Chromosome 9. (Launched on 1 April) This chromosome contains the NOTCH1 gene, an important gene as it is part of a signalling pathway involved in processes related to cell fate specification, differentiation and proliferation. Increased Notch receptors have been observed in several types of cancer, including breast cancer. In addition, chromosome 9 contains the SMC5 gene, which is involved in DNA recombination, cellular senescence and DNA double-strand breaks. Changes in the expression of this gene have been observed in breast cancer patients.

Chromosome 11. (Launched on April 8th). This chromosome contains the gene ATM that encodes a protein which is an important cell cycle checkpoint. It regulates a wide variety of proteins, including p53 or BRCA1, two important tumor suppressors. Mutations on the ATM gene are associated with an increased risk on breast cancer development and a worse prognosis.

Chromosome 12. (Launched on April 8th). This chromosome contains three interesting breast cancer genes. CD9 encodes a cell surface glycoprotein. It participates in differentiation, adhesion and signal transduction. Expression of this gene plays a critical role in suppression of cancer cell motility and metastasis. The ETV6 gene is involved in protein-protein interactions.

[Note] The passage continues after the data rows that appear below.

PR #2159, opened 2024-03-03
Mouse fixes

IceStormNG:
Fixes the DPI settings for the Strix Carry.
Adds support for the Strix Impact II Electro Punk, which is just a variant of the regular Impact II


seerge:
Thanks!

PR #2215, opened 2024-03-13
Add localization for some toast strings

emonq:


seerge:
@emonq hello, thanks for contribution. 

Problem is that translations are managed via [Crowdin ](https://crowdin.com/project/g-helper/) , and if you add them directly they screw up crowding readings :)

I was moving some new strings to translations as well, and included your suggestions in my own commit (with some minor adjustments).

So now, if you could just sign up on crowding, and translate them there - it would be perfect.

Thanks :)

emonq:
Thanks! I will update translations on crowdin.

PR #2305, opened 2024-03-27
Add Delay to Screenpad Actions

rollercoaster:
Add Delay to Screenpad Actions to make it smoother (similar to how asus apps apply it)

- Brightness changes are instant
- On/Off/Toggle changes are delayed
- delay can be set using "screenpad_delay" config, defaulting to 1.5 seconds

The main reason is to prevent jarring display connectivity changes that cause Windows 11 to rearrange windows, resolution, display positioning an brightness.


seerge:
@rollercoaster hello. Ok, i see that you really want a delay :) I will merge this then

seerge:
@rollercoaster change is live in 0.164 :)

PR #2644, opened 2024-05-28
Polling rate fix for Keris Wireless Aimpoint

etylix:
On newest firmware (April 2024), on packet 13, instead start from 0 for polling rate values, they bump it to 96. I have a check for someone that use the old firmware, tested on the new one but maybe wait for someone with old firmware check it.

### DIFF
--- a/app/Peripherals/Mouse/Models/KerisWirelssAimpoint.cs
+++ b/app/Peripherals/Mouse/Models/KerisWirelssAimpoint.cs
@@ -99,6 +99,18 @@
         {
             return true;
         }
+        // 3.00.06 - 4.00.01 or newer firmware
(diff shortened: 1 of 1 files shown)


seerge:
@etylix hello,

That's a good find! 

I don't have this mouse to actually test. Any chance you can downgrade firmware there just to verify that ? :)

Thanks.

etylix:
Sadly there is no way to downgrade (new firmware cut half of battery life lol), oh if you have any Asus mouse, you can change the main function to test it since most mouse use the old values.

seerge:
@etylix i see.

I have actually noticed that there is a fallback in a code, so i guess it's fine as is :)

Thanks.

PR #2651, opened 2024-05-29
Support for P504 Glaidus II PNK LTD

IceStormNG:
Support for P504 Glaidus II PNK LTD mouse. Dual color LED is not supported yet, as this is the only mouse so far that has this feature.


seerge:
@IceStormNG amazing, thanks a lot as usual!

PR #2685, opened 2024-06-04
Battery Percentage Pattern for Slash Lighting

lgarlati:
Added a new slash lighting pattern that reflects the current charge status of the machine. It respects the user's requested brightness level (dim, medium, bright) and sets the user's charge limit as 100% / full charge. 

Because the slash lighting is simply a string of bytes with no sense of memory of what set them, this pattern requires updating. TO accomplish this, a new timer was added that:
- only spawns when the user selects the battery pattern
- only refreshes the pattern every minute
- disposes of itself if somehow still running on a different pattern


seerge:
@lgarlati hello, thanks. I'm ok to merge it

PR #2795, opened 2024-06-30
Fixed DPI support for TuF M3 Gen II 

IceStormNG:
Fixed Support for TuF M3 Gen II. DPI configuration should now work as expected,

Note: TuF M3 Gen II (and maybe also other upcoming mice) enumerates the DPI profiles starting with 0 (first profile is 0x00), older mice start with 1 (first profile is 0x01).


seerge:
@IceStormNG thanks as usual :)

PR #2813, opened 2024-07-06
Tx gaming mini

IceStormNG:
Support for the TX Gaming Mini (P519). This is a Chinese variant of the TuF M4 Wireless


seerge:
@IceStormNG thanks :)

PR #2881, opened 2024-07-25
feat: bounce-cycle performance modes

Constrat:
This completely emulates how Armoury Crate handles the performance cycling through keybinds.

As the bounce mode is "dynamic", cycling "backwards" does not exist anymore.

Let me know what you think about it, if you would like to be the most similar to Armoury Crate or if you prefer the current logic

### DIFF
--- a/app/Input/InputDispatcher.cs
+++ b/app/Input/InputDispatcher.cs
@@ -373,7 +373,7 @@ namespace GHelper.Input
 
             if (e.Modifier == (ModifierKeys.Control | ModifierKeys.Shift | ModifierKeys.Alt))
             {
-                if (e.Key == keyProfile) modeControl.CyclePerformanceMode(true);
+                if (e.Key == keyProfile) modeControl.CyclePerformanceMode();
 
                 switch (e.Key)
                 {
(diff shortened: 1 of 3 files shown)


seerge:
@Constrat hello, that's nice, but I'm not sure if it makes sense to replace current way of cycling via modes backwards (with CTRL) and forwards with regular FN+F5. I have heard even few people complaining on reddit about AC's order of profiles and preferring the way G-Helper does that :)

Constrat:
Oh, interesting, welp. In case it's ever needed, the changes are here ;=)

seerge:
@Constrat i mean it's possible to put make it toggle-able via config, or via (another) hotkey .. but not to replace current method as it will cause lots of confusion otherwise i'm afraid :)

Constrat:
Yeah, it would be a pretty drastic change. I just made it out of spite as I used Armoury crate two days ago for testing, and I thought that G-helper didn't do that, so I put down some lines of code. To be fair I don't think I wasn't even going to use it, as I have a separate keyboard, other than the laptop. I guess I made it for "Completion" in case someone really liked it how AC handled it XD (hard to believe thinking about it)

PR #2962, opened 2024-08-11
Pro Art Hotkeys and visual modes support

seerge:


tristan-k:
How to invoke G-Helper on a Pro Art device like the PX13 if there is no dedicated M4/ROG key available? I tried to remap the Copilot (F23) key to G-Helper but sadly [PowerToys Keyboard Manager](https://github.com/microsoft/PowerToys/issues/3350) doesnt seem to have an option available to launch a specific app. Since the `Fn`-Key cant be mapped with PowerToys Keyboard Manager there is no way to launch G-Helper. Did I miss something?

Rearrangements of this gene have been seen in secretory breast carcinoma patients, which is an uncommon type of breast cancer which usually has a favorable outcome. Other gene is MDM2. This gene encodes an ubiquitin ligase. It can promote tumor formation by targeting tumor suppressor proteins, such as p53. Thus, overexpression of this gene is detected in a variety of different cancers.

Chromosome 14: (Launched on April 22h). This chromosome contains the DICER1 gene. It encodes a miRNA processing protein that regulates gene expression. The processing of miRNA have been related with a broad range of cancer types, thus, mutations in DICER1 have been related with cancer development. Is also known as a strong antiviral agent with activity against RNA viruses like SARS-CoV-2. Other gene contained is TEP1. It encodes a protein that catalyzes the addition of new telomeres on the chromosome ends. Since telomere length has been related with breast cancer, is a really interesting gene understudy. Gene AKT1 is also present in this chromosome: it is a known oncogene that plays a role in cell survival, angiogenesis and tumor formation.

Chromosome 15: (Launched on April 22h). This chromosome encloses some cancer related genes like SMAD3, a tumour suppressor gene. It transmits signals from the cell surface to the nucleus, regulating gene activity and cell proliferation. NTRK3 encodes a protein that acts as a membrane-bound receptor. Mutations in this gene have been associated with medulloblastomas, secretory breast carcinomas and other cancers. this chromosome also contains IGF1R gene, which binds to the insulin-like growth factor. Ii is highly overexpressed in malignant tissues by enhancing cell survival.

Chromosome 18: (Launched on April 22h). This chromosome contains the gene SMAD4, which encodes a signal transduction protein. A low expression of this gene have been related with the development of breast cancer. This is because SMAD4 is activated by the growth factor TFG-beta, which usually is altered in various tumor types. Another gene present in this chromosome is BCL2. This gene encodes an integral outer mitochondrial membrane protein that blocks the apoptotic death of some cells such as lymphocytes.  Constitutive expression of BCL2, is thought to be the cause of follicular lymphoma, a cancer type that affects white blood cells, lymphocytes.

Chromosome X: (Launched on April 22h). This chromosome contains the gene KDM6A, which encodes UTX, a histone demethylase involved in embrionic development. Mutations on this gene has been described in a wide range of cancers, like breast cancer. Other enclosed gene is XIST, which participates in the X chromosome silencing process in mammalian females, to provide dosage equivalence between males and females, since males have only one X chromosome. XIST is expressed exclusively in the X chromosome that is inactivated. Expression of this gene has been found to be dysregulated in a variety of human cancers when compared to normal cells.